> WHAT IS REQUIRED: Locate each line below that includes "wether" and reproduce it.

> DATA:
PR #961, opened 2019-02-11
Add mc header information to SimTelEventSource

mackaiver:
One can access the MC header information from the SimTelEventSource now. No need to get the first event and check the header then. Since the header information never changes in a file I thought this might be convinient.

### DIFF
--- a/ctapipe/io/simteleventsource.py
+++ b/ctapipe/io/simteleventsource.py
@@ -1,7 +1,7 @@
 import warnings
 import numpy as np
 from ctapipe.io.eventsource import EventSource
-from ctapipe.io.containers import DataContainer
+from ctapipe.io.containers import DataContainer, MCHeaderContainer
 from astropy import units as u
 from astropy.coordinates import Angle
 from astropy.time import Time
@@ -25,6 +25,9 @@ class SimTelEventSource(EventSource):
             self.file_.telescope_descriptions,
             self.file_.header
         )
+
+        self.mc_header_information = MCHeaderContainer()
+        self._add_mc_header_information(self.mc_header_information)
 
     @staticmethod
     def prepare_subarray_info(telescope_descriptions, header):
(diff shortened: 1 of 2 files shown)


dneise:
Oh but wait .. there exist files with multiple runs inside. People using such files might be confused ... or not ... don't know. How do we want `self.mc_header_information` to behave during iteration? should it update once a new mc run header is encountered?

One issue where this was mentioned can be found here:
https://github.com/cta-observatory/pyeventio/issues/132

mackaiver:
> Oh but wait .. there exist files with multiple runs inside. People using such files might be confused ... or not ... don't know. How do we want `self.mc_header_information` to behave during iteration? should it update once a new mc run header is encountered?

Ah. I wasn't aware such files exist. Thanks for the heads up.  
Is there a way to test wether a file contains multiple runs without reading the entire file first?

dneise:
> Is there a way to test wether a file contains multiple runs without reading the entire file first?

If there is one, I am not aware of it.

MaxNoe:
> If there is one, I am not aware of it.

I think they are called `merged` in the cta file naming convention and the run headers come at the beginning of the file, right?

MaxNoe:
Like this file for example:
gamma_20deg_180deg_run99___cta-prod3_desert-2150m-Paranal-merged_cone10.simtel.gz

It has three run headers and three inputcards right at the beginning of the file:

```
 RunHeader[2000](size=8048, only_subobjects=False, address=5938880)
 MCRunHeader[2001](size=140, only_subobjects=False, address=5946944)
 MCRunHeader[2001](size=140, only_subobjects=False, address=5947100)
 MCRunHeader[2001](size=140, only_subobjects=False, address=5947256)
 InputCard[1212](size=29776, only_subobjects=False, address=5947412)
 InputCard[1212](size=29776, only_subobjects=False, address=5977204)
 InputCard[1212](size=29776, only_subobjects=False, address=6006996)
```

dneise:
Hm ... Thomas armstrong provided here an example file https://github.com/cta-observatory/pyeventio/issues/132#issuecomment-457192545

And if I remember correctly there was one run after the other in that file. So the header of the 2nd run came after the 1st run and not before, but I might be mistaken.

MaxNoe:
@ParsonsRD told me, that these files are merged from corsika runs with the same showers, but different subarrays.

dneise:
> So the header of the 2nd run came after the 1st run and not before, but I might be mistaken.

yep here it is .. 1st run header comes after 25kB ... then a lot of events .. and the histograms part ... and then it starts ... again with the history part .. basically just like two files were simply binary appended.

```bash
12:55 $ eventio_print_structure run1011_merged.dst0.simtel.gz | grep -i run
 RunHeader[2000](size=296, only_subobjects=False, address=25376)
 MCRunHeader[2001](size=140, only_subobjects=False, address=25688)
 RunHeader[2000](size=284, only_subobjects=False, address=9282164)
 MCRunHeader[2001](size=140, only_subobjects=False, address=9282464)
```

MaxNoe:
So it's probably not a good idea to implement this, right?

On  the other hand, @bregeon told me, the times of "Frankenstein" simtel files should be over, so probably, we could still add this.

Opinions?

moralejo:
On Fri, 22 Feb 2019 at 10:16, Maximilian Nöthe <notifications@github.com>
wrote:

> So it's probably not a good idea to implement this, right?
>
> On the other hand, @bregeon <https://github.com/bregeon> told me, the
> times of "Frankenstein" simtel files should be over, so probably, we could
> still add this.
>
> Opinions?
>

Can it be implemented such that by default it throws an error if a second
run header is found - and then those Frankenstein files can be read, if
ever needed, using an option which just turns the error into a warning?

-- 

Abelardo Moralejo Olaizola
Institut de Física d'Altes Energies
Tel : +34 931641662
Fax: +34 935811938
Avís - Aviso - Legal Notice - (LOPD) - http://legal.ifae.es

-- 
Avís -
Aviso - Legal Notice - (LOPD) - http://legal.ifae.es 
<http://legal.ifae.es/>

dneise:
I think we cannot control what files people are generating. So I doubt such times are over. 
If we say, we officially do not support such files in ctapipe, then we should fail loudly and early of we encounter one of them. Early is not really possible, but loudly.

dneise:
But anyway the current state ... before this PR .. was pretty fool proof, no? so let's just keep it as it is. 
It is less convenient, but this is the price we have to pay, I think.

MaxNoe:
> But anyway the current state ... before this PR .. was pretty fool proof, no? so let's just keep it as it is.
It is less convenient, but this is the price we have to pay, I think. 

agreed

> EXERCISE ANSWER:
Is there a way to test wether a file contains multiple runs without reading the entire file first?
> Is there a way to test wether a file contains multiple runs without reading the entire file first?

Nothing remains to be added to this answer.